## Task
Take every line containing "freeCUDATracingContext" out of the records.
= Beginning of Section =
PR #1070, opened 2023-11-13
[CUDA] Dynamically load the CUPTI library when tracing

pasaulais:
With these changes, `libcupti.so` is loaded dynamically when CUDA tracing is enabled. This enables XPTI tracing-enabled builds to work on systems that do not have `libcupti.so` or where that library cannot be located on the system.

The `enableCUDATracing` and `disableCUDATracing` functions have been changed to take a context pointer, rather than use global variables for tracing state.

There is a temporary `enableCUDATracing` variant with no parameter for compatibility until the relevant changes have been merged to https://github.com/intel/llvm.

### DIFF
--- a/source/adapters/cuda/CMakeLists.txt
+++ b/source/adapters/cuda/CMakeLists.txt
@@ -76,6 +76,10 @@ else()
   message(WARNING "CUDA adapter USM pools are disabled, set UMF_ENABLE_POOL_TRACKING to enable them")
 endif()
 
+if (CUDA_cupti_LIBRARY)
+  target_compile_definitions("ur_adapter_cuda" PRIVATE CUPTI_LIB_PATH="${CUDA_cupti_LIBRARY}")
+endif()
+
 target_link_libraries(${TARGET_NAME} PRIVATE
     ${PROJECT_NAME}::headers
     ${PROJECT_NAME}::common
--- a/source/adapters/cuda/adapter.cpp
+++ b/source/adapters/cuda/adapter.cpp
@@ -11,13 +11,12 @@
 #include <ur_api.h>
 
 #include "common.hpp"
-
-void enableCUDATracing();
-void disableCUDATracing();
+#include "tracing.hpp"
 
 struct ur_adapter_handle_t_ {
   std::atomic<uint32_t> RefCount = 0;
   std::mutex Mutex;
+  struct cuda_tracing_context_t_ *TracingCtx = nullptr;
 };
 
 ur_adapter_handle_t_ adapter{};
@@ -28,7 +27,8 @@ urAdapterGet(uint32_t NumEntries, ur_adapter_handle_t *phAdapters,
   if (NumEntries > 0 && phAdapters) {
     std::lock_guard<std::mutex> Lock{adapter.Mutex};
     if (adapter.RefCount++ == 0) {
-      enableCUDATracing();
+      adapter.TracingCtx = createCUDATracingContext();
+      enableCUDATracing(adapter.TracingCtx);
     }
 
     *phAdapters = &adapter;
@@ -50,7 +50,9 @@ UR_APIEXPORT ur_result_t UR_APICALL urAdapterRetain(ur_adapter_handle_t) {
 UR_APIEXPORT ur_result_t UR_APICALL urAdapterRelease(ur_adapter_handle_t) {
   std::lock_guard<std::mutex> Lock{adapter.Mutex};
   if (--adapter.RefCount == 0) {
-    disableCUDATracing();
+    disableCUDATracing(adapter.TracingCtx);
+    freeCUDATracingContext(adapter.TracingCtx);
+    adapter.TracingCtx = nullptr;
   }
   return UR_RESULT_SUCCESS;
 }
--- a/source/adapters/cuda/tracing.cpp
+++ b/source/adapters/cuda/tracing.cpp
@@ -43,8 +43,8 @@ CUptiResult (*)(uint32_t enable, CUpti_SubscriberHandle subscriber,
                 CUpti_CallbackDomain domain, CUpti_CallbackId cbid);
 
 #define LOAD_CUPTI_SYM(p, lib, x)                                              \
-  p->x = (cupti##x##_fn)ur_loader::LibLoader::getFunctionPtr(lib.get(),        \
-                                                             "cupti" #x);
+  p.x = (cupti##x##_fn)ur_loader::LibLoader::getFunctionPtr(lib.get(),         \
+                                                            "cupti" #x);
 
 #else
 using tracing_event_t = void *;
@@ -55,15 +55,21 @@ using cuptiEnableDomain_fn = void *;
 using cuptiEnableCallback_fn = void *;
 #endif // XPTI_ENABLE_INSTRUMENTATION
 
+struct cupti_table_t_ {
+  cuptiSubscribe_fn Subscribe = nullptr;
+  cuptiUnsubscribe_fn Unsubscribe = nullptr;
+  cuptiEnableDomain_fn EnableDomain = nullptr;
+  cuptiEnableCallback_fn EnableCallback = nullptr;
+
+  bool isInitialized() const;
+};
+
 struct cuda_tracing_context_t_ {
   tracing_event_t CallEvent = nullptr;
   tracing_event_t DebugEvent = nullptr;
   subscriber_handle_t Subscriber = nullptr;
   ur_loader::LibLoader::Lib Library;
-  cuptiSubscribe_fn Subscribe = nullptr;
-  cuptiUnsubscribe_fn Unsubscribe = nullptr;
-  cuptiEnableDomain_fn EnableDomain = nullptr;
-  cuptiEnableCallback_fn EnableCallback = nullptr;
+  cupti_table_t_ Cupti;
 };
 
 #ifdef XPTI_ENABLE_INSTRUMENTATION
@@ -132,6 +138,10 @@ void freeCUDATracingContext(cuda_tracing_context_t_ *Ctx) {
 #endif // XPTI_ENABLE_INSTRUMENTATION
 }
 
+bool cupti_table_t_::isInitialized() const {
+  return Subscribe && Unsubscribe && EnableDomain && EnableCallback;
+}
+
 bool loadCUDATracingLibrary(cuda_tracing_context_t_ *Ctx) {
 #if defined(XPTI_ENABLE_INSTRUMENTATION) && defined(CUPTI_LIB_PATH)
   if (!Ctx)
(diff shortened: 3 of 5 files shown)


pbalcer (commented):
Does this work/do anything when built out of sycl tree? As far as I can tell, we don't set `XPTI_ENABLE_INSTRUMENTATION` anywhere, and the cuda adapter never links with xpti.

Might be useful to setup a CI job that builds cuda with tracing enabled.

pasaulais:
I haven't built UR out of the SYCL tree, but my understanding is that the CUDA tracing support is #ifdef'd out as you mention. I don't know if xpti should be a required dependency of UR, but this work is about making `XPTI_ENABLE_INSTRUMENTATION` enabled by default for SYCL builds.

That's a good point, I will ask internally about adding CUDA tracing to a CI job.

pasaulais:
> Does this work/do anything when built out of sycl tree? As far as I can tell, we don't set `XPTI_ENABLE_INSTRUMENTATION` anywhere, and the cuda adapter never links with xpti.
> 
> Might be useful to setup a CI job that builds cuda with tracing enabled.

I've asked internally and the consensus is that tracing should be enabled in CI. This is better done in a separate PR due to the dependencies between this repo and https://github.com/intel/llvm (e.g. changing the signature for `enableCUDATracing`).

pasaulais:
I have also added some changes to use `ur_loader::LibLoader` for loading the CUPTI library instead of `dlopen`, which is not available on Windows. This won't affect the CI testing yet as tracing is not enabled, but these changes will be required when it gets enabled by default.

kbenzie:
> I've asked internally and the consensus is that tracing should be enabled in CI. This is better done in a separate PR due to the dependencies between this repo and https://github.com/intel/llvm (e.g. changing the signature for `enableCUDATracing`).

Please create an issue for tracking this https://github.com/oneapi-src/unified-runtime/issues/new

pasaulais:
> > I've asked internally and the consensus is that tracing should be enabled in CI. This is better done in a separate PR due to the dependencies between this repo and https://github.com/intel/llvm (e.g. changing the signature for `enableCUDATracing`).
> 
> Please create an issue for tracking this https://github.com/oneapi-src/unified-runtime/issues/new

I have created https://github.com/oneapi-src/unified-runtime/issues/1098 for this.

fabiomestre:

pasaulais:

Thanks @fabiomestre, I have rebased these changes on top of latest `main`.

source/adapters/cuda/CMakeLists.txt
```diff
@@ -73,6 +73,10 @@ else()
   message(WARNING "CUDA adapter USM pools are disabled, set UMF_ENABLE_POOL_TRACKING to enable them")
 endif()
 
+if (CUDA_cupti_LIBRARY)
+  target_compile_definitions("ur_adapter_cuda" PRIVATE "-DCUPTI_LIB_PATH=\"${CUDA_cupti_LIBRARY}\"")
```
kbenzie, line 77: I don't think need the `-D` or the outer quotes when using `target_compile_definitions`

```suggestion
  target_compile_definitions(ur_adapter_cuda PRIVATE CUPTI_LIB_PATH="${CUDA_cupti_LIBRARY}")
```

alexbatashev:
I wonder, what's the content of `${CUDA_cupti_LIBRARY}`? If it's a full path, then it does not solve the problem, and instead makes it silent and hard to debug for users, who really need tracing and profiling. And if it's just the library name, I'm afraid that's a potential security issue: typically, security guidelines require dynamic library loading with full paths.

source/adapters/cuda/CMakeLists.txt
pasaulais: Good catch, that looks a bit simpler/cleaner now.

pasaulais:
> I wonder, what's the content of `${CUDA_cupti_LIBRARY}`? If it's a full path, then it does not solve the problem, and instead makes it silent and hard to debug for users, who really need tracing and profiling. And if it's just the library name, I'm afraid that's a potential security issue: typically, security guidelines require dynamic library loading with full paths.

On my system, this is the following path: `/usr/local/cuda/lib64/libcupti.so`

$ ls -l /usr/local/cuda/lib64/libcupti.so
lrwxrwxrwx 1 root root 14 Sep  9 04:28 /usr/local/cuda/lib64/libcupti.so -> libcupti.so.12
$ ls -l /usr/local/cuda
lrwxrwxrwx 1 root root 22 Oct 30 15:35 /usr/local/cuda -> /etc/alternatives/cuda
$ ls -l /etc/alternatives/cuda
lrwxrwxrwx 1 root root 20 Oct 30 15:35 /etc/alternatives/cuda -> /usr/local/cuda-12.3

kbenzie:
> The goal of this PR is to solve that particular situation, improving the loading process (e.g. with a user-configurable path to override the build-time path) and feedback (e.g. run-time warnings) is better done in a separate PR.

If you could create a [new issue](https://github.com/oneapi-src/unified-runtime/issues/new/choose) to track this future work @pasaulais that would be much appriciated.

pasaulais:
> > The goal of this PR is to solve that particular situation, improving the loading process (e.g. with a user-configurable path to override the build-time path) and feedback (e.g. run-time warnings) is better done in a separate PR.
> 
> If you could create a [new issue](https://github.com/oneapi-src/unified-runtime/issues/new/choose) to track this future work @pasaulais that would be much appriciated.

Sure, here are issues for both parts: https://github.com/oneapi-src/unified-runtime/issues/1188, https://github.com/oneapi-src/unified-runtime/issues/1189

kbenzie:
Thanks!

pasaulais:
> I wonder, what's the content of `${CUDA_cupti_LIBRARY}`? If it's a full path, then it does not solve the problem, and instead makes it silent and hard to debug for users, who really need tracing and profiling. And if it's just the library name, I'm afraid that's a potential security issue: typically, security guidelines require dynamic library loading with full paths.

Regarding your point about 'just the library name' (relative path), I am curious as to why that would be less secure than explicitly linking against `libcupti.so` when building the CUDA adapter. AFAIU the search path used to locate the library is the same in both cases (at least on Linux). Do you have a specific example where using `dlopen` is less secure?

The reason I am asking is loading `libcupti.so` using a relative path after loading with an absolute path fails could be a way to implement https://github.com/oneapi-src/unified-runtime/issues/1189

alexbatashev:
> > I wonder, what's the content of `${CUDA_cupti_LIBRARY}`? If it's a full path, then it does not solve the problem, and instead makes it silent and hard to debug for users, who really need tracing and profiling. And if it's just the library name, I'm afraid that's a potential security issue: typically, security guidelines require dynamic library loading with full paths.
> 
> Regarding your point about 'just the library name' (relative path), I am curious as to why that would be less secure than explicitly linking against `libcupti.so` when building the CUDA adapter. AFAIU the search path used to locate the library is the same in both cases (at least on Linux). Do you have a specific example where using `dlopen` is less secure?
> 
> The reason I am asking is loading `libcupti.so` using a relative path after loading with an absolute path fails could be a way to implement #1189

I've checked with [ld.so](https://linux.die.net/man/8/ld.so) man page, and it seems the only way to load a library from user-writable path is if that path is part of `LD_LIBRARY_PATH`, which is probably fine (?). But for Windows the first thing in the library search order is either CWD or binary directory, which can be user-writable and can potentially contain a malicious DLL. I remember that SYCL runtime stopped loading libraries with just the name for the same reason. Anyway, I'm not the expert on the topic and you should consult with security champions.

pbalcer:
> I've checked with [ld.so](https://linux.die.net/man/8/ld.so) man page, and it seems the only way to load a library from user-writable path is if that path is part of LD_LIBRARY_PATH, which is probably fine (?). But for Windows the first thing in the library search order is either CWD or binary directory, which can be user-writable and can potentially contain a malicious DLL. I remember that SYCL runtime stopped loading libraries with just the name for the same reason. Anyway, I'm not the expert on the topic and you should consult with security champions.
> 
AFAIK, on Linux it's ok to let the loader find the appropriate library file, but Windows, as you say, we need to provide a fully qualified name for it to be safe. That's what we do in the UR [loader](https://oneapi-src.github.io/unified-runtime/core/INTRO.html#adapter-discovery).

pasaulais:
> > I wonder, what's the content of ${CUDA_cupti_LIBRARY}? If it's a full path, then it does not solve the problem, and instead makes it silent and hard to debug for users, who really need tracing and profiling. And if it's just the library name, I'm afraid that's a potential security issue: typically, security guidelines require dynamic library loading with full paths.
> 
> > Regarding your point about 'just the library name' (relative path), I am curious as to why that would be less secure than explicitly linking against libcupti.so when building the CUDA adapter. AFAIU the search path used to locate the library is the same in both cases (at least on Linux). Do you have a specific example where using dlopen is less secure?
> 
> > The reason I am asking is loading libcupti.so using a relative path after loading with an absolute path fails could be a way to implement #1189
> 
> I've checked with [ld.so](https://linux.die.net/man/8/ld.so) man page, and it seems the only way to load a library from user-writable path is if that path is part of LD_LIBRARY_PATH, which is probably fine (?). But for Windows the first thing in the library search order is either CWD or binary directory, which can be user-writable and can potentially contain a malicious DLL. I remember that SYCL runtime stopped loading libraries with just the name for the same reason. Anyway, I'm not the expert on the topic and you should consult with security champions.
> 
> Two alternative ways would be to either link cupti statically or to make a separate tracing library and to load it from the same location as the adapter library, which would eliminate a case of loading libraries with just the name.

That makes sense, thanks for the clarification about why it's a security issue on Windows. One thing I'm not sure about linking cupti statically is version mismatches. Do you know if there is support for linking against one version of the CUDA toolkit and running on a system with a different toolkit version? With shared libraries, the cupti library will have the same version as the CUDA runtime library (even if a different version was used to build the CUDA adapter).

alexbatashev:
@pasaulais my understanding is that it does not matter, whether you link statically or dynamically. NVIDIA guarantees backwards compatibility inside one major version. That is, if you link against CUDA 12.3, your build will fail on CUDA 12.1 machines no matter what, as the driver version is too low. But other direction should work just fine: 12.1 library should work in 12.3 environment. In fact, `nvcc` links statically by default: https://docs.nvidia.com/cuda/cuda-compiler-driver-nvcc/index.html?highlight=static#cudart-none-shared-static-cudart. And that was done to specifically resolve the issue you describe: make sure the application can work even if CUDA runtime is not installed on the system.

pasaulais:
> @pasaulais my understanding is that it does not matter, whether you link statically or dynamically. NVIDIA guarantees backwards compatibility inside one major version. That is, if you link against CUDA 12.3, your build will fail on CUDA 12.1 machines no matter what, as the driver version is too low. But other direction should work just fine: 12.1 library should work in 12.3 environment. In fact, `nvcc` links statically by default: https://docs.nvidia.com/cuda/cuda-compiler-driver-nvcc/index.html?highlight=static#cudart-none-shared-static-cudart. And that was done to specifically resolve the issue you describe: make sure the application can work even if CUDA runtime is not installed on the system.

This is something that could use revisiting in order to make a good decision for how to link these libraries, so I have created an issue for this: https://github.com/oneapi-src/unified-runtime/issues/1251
= End of Section =
= Beginning of Section =
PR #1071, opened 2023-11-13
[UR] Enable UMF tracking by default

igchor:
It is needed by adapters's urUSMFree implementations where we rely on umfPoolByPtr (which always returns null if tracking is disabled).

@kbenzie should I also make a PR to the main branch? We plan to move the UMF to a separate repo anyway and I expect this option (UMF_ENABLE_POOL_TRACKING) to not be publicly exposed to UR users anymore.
= End of Section =
## Result of this task
+    freeCUDATracingContext(adapter.TracingCtx);
@@ -132,6 +138,10 @@ void freeCUDATracingContext(cuda_tracing_context_t_ *Ctx) {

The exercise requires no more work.